ABCDE for approximate Bayesian conditional density estimation

Posted in Books, pictures, Statistics, Travel, University life with tags , , , , , , , , , , , , , on February 26, 2018 by xi'an

Another arXived paper I surprisingly (?) missed, by George Papamakarios and Iain Murray, on an ABCDE (my acronym!) substitute to ABC for generative models. The paper was reviewed [with reviews made available!] and accepted by NIPS 2016. (Most obviously, I was not one of the reviewers!)

“Conventional ABC algorithms such as the above suffer from three drawbacks. First, they only represent the parameter posterior as a set of (possibly weighted or correlated) samples [for which] it is not obvious how to perform some other computations using samples, such as combining posteriors from two separate analyses. Second, the parameter samples do not come from the correct Bayesian posterior (…) Third, as the ε-tolerance is reduced, it can become impractical to simulate the model enough times to match the observed data even once [when] simulations are expensive to perform”

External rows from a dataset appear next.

PR #944, opened 2017-07-05
Experimental support for VP8 simulcasting

lminiero:
After working on VP9 SVC in #925, I decided to have a look at VP8 simulcasting as well, as that's been around for a while longer, and already quite used. I found it much more challenging and frustrating than VP9 SVC (you can read about some of my doubts [here](https://groups.google.com/forum/#!topic/discuss-webrtc/czRbYBm1u2g)), but I managed to get something working. Notice that this is not complete, and is far from perfect, but seems to mostly work, so I decided to start sharing it with you guys, so that you could start playing with this too.

This patch tries to support the simulcasting support of both Chrome and Firefox, which implement it in different ways. From a `janus.js` perspective, you enable simulcasting by passing a `simulcasting: true` when doing a `createOffer` (no way to do it via `createAnswer` instead, maybe in the future). Depending on whether Chrome or Firefox is used, this triggers the right behaviour, respectively SDP munging and RID configuration. Both are WIP (especially the RID stuff and the related settings) but work fine for testing. Janus is able to then detect simulcasting has been activated on the PeerConnection, and notifies the plugin accordingly.

It is currently integrated only in the EchoTest/DeviceTest and VideoRoom plugins, and I updated the demos to use it. Both plugins are configured to expose some controls to choose which substream and/or temporal layer you want to receive: as a result, when incoming packets arrive, the plugin can use that information to choose which packets to discard and which to let through, fixing RTP headers and VP8 payload descriptors along the way. Once a change occurs, the user is notified, so that they can update the UI: in my demos, for instance, I use the first "change" event to unhide the controls, and update the buttons state (as a click may not result in a change right away). Apparently the temporal layer selector only works for Chrome (not sure Firefox implements temporal scalability), but the substream selector works for both. Of course, some substreams will only appear when the sender has enough bandwidth, so you'll have to play with the bandwidth know to trick the sender via REMB.

Notice that at this stage the changes are manual only: the plugin will only go from a substream to another if you send the related request, there's no automated mechanism. That's obviously planned for the future, but I want to be sure the basics work first. This includes realizing a substream you're receiving is not available anymore, e.g., because the browser decided to stop sending it (e.g., not enough bandwidth or excessive CPU): currently, this will result in a freeze in the video, so just click a lower layer and it should unfreeze. This is still not working as expected in all cases (e.g., Firefox seems to be sluggish when substream 0 is sent, and I see NACKs that shouldn't be there), but it's already usable in both demos.

That should be all. Please play with this, and maybe play with the RID configuration in `janus.js` as well to see if you can come up with better results. Feedback welcome!


lminiero:
Just FYI, this is how it looked like in one of my earler tests, with Chrome publishing in the VideoRoom and subscribing to itself with different tweaks :wink: 

VP8 simulcasting screenshot

fippo:
Firefox 55 has temporal scalability: https://bugzilla.mozilla.org/show_bug.cgi?id=1343143

lminiero:
There's something I'm doing wrong then, as changing temporal layers seems
to have no effect on my Firefox 56... One more thing to look into!

Il 05 lug 2017 8:01 PM, "Philipp Hancke" <notifications@github.com> ha
scritto:

plugins/janus_videoroom.c
```diff
@@ -1152,12 +1163,16 @@ json_t *janus_videoroom_query_session(janus_plugin_session *handle) {
...
 					json_t *recording = json_object();
 					if(participant->arc && participant->arc->filename)
 						json_object_set_new(recording, "audio", json_string(participant->arc->filename));
-					if(participant->vrc && participant->vrc->filename)
-						json_object_set_new(recording, "video", json_string(participant->vrc->filename));
+					if(participant->vrc[0] && participant->vrc[0]->filename)
+						json_object_set_new(recording, "video", json_string(participant->vrc[0]->filename));
+					if(participant->vrc[1] && participant->vrc[1]->filename)
+						json_object_set_new(recording, "video-sim1", json_string(participant->vrc[1]->filename));
+					if(participant->vrc[2] && participant->vrc[0]->filename)
```
MvEerd: Did you intend to put ```participant->vrc[2]->filename``` here instead?

lminiero: Yep, definitely a typo, thx for spotting this!

As a side note, we'll really have to decide what the best way to handle recordings and RTP forwarding will be, with Simulcasting enabled. Both are not an issue when we receive a single stream, but can be with three different substreams that you're not sure will all arrive. At the moment I'm simply forwarding the lowest substream when RTP forwarding (as it's the only one we know for sure is always sent) while for recording I'm saving each substream to a different file. That's definitely not my favourite approach, as while it's very useful for debugging (I can check what was sent for each of them), it much more problematic to handle when postprocessing (how do you "merge" them to be sure you always have the "best quality" at any moment?).

Probably I'll have to treat both as a "user with no trouble at all", and find a way to automatically drop or go up substreams as I notice them appearing/going away.

lminiero:
Made a lot of changes and fixes in these last few days, and the code works much better than it did when I first published this PR. If this effort interests you, I encourage you to start playing with it, as I plan to merge soon now so that this can be used in real scenarios as well. This will hopefully give us more info to make it work even better (as it's still not as good as I'd like it to be).

The demos (the ones in the PR, *NOT* the ones online... those are still outdated) now allow you to conditionally enable simulcasting, depending on whether you pass `?simulcast=true` as the query string. So `echotest.html` will be the regular EchoTest demo, while opening `echotest.html?simulcast=true` will use publish simulcast video in the demo. This is available for the VideoCall and VideoRoom demos as well (but not others, more on this below). The code to create and handle the simulcast UI (the buttons and notifications) has also been separated, so that it should be much easier to integrate in your own application, for instance.

I also implemented some automatic transitions depending on the available substreams. To make a simple example, when you try the EchoTest demo, the plugin automatically aims for the higher quality, and so assumes you want substream 2 and all the temporal layers. As such, it starts giving you what's available right away (substream 0), and then, as soon as substream 1 arrives, switches to that. Should substream 2 arrive, that's what you'd get then. If while you're receiving a substream, it becomes unavailable, the plugin drops to the substream below. This is done by a brutal check on timing: if we didn't receive data for a substream in 250ms, then we considering it gone for now (can probably be improved but seems to work). As soon as it becomes available again, we start sending it again. You can verify this dynamic behaviour by playing with the bandwidth indicator: setting it to 512kbps will eventually make substream 1 appear; 1.5mbps will get substream 2 working; going below again will drop some. This seems to work fine both when Chrome is simulcasting, and when Firefox is (although Firefox 56 seems to work much better than 54 in the simulcasting support). Of course, you can at any time set a cap yourself: if you explicitly set substream 1 in the buttons, the plugin will never give you substream 2 even if it's available. This will be very helpful for those scenarios where you're explicitly interested in getting a lower quality for some feeds (e.g., big video + many thumbnails).

Besides, the EchoTest, this dynamic behaviour is also available in the VideoCall and VideoRoom. Depending on how you configure the bandwidth for the sender, the available substreams for the peer (VideoCall) and viewers (VideoRoom) will change, and the mechanism described above will kick in. Notice that, in the VideoRoom plugin, simulcasting can obviously only be enabled for publishers: viewers will simply have the opportunity to switch between the available substreams, and it will work for them whether the browser supports simulcasting or not (everything is done for them within Janus). In the VideoCall, instead, it only works for the caller in Chrome, but not the callee: in fact, I tried enabling simulcasting in a createAnswer and, while it didn't fail, it resulted in no video being sent by the browser, so I can only assume it's not supported. I haven't tested with Firefox, but I don't see why it shouldn't work there.

I made some changes to the way recording simulcasted PeerConnections works too. For EchoTest and VideoCall, considering there's just a single peer, this was easy: whatever we would send the peer (or back), depending on the simulcast logic we would record. In the VideoRoom this is more problematic, though: we have different viewers, with different requirements and constraints, which means that any of them may possibly receive different stuff. As such, for now the VideoRoom plugin only records the base substream (substream 0) as that's the only one we have always available. RTP forwarding works differently, instead: rather than sending a single video stream out as we do now, e.g., by choosing the best quality possible, we send the three substreams to separate ports, and leave the logic (and the burden...) to the receiver application. It's this application that can decide what to drop and what to keep, and how to use it. As I'll explain below, one use case for this is the Streaming plugin.

As to the other plugins (those that involve video, so no AudioBridge, TextRoom or VoiceMail), as just introduced I added support for watching simulcasted streams in the Streaming plugin, while I only added a placeholder in the SIP and Record&Play plugin. By placeholder I mean that the plugins can detect simulcasting is being used by the peer, but they explicitly drop anything beyond substream 0. This is because of the nature of both plugins: in the SIP plugins we don't really have a feedback mechanism to allow the peer to choose what they should get, while in the Record&Play plugin we'd rather have a continuous recording that something that may have pauses in it (as always saving the best quality means detecting when higher substreams become unavailable, and so potential 250ms holes in there at times). In the Streaming plugin, instead, simulcasting works pretty much as the "switch" command already worked, with the difference that you can bind to three different ports in the *same* mountpoint: this is particularly useful, for instance, if you're RTP forwarding a simulcast VideoRoom publisher (for whom we'd send three streams out, one for each substream), as you can then have a mountpoint to restream them that way. Anyway, it's also useful if you're generating different qualities of the same stream yourself (e.g., via gstreamer or ffmpeg), as the simulcast mechanism could be used in that context too. This is an example of how you can configure a simulcast mountpoint (notice `videoport2` and `videoport3`):

```
[simulcast-sample]
type = rtp
id = 51
description = Simulcast test
audio = yes
video = yes
audioport = 6002
audiopt = 111
audiortpmap = opus/48000/2
videoport = 6004
videosimulcast = true
videoport2 = 6006
videoport3 = 6008
videopt = 100
videortpmap = VP8/90000
secret = adminpwd
```

and how you can RTP forward a VideoRoom publisher that is simulcasting to that mountpoint:

```
sfutest.send({message: {
    request: "rtp_forward",
    room: 1234,
    publisher_id: myid,
    host: "127.0.0.1",
    audio_port: 6002,
    video_port: 6004,
    video_port_2: 6006,
    video_port_3: 6008,
    secret: "adminpwd"
}, success: function(json) { console.log("Got response:", JSON.stringify(json)) }});
```

Opening that mountpoint in the Streaming demo will display the usual additional simulcast buttons, and the same "automatic transition" mechanism will try to kick in there too. Obviously, considering the source of the media is not known to the Streaming plugin and we can't send keyframe requests when we need to, the experience will be a bit different there (transitions may take a little longer), but still it should do what it's supposed to do for the most part.

That said, while I added and fixed a lot, there still is some stuff missing. We're not properly terminating RTCP for the simulcasted substreams yet, for instance, which means we don't collect stats for those. The same applies to NACKs and stuff like that. The automatic transition mechanism may be further improved by feedback we get from the recipient (RTCP losses, REMB), something I haven't done yet (this is still left to the controlling application, e.g., you're notified of losses, you ask for a lower substream yourself). Besides, I still haven't managed to get temporal scalability to work with Firefox: @fippo linked to an issue page explaining it should be available since 55, but my 56 definitely doesn't generate any temporal layer but 0 (verified with debugging); maybe I'm doing something wrong or there's some configuration I'm missing when setting the RIDs, something I'll ask about on the Mozilla group.

That's all for now, but should already give you something to play and experiment with. Although I'm flying to Prague tomorrow, where I'll be busy streaming the IETF meeting without much time to do anything else, I look forward to useful feedback you guys may give on this!

lminiero:
Well, since apparently nobody will look at this until they'll have to, I'll merge it :wink: 
Hopefully this will result in more people playing with this and providing feedback.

The above criticisms are a wee bit overly harsh as, well…, Monte Carlo approximations remain a solution worth considering for all Bayesian purposes!, while the approximation [replacing the data with a ball] in ABC is replaced with an approximation of the true posterior as a mixture. Both requiring repeated [and likely expensive] simulations. The alternative is in iteratively simulating from pseudo-predictives towards learning better pseudo-posteriors, then used as new proposals at the next iteration modulo an importance sampling correction.  The approximation to the posterior chosen therein is a mixture density network, namely a mixture distribution with parameters obtained as neural networks based on the simulated pseudo-observations. Which the authors claim [p.4] requires no tuning. (Still, there are several aspects to tune, from the number of components to the hyper-parameter λ [p.11, eqn (35)], to the structure of the neural network [20 tanh? 50 tanh?], to the number of iterations, to the amount of X checking. As usual in NIPS papers, it is difficult to assess how arbitrary the choices made in the experiments are. Unless one starts experimenting with the codes provided.) All in all, I find the paper nonetheless exciting enough (!) to now start a summer student project on it in Dauphine and hope to check the performances of ABCDE on different models, as well as comparing this ABC implementation with a synthetic likelihood version.

 As an addendum, let me point out the very pertinent analysis of this paper by Dennis Prangle, 18 months ago!